● Your instructions: Give back exactly the stretch of data below from the line holding "Add any other context or screenshots." through the line holding "- can use any", both ends included, and leave the remaining lines out.

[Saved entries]
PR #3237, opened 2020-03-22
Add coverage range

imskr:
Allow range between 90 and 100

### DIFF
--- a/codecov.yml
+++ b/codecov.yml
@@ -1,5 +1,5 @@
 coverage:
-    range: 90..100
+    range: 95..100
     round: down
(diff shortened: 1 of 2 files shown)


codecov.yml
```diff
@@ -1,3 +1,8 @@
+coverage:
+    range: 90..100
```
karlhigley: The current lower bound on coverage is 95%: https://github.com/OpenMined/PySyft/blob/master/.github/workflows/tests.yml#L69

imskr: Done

--

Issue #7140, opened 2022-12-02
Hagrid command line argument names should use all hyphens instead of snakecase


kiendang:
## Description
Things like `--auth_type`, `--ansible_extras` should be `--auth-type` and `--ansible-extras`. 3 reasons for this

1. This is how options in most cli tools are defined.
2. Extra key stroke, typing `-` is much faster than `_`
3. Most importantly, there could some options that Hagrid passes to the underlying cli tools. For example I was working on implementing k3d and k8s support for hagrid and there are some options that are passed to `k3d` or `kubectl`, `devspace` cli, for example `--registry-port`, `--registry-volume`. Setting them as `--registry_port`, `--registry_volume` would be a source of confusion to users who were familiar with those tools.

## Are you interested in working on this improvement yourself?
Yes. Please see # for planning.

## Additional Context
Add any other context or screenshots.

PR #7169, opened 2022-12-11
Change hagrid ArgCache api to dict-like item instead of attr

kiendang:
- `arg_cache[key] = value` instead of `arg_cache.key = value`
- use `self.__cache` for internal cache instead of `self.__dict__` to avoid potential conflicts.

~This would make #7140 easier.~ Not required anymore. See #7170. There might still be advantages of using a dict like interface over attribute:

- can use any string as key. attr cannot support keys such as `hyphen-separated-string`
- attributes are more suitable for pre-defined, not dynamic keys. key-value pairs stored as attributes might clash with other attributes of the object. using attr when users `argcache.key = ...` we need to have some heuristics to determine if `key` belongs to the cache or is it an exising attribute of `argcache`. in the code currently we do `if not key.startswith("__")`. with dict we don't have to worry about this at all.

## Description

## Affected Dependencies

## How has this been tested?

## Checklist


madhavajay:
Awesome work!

● Your response:
Add any other context or screenshots.

PR #7169, opened 2022-12-11
Change hagrid ArgCache api to dict-like item instead of attr

kiendang:
- `arg_cache[key] = value` instead of `arg_cache.key = value`
- use `self.__cache` for internal cache instead of `self.__dict__` to avoid potential conflicts.

~This would make #7140 easier.~ Not required anymore. See #7170. There might still be advantages of using a dict like interface over attribute:

- can use any string as key. attr cannot support keys such as `hyphen-separated-string`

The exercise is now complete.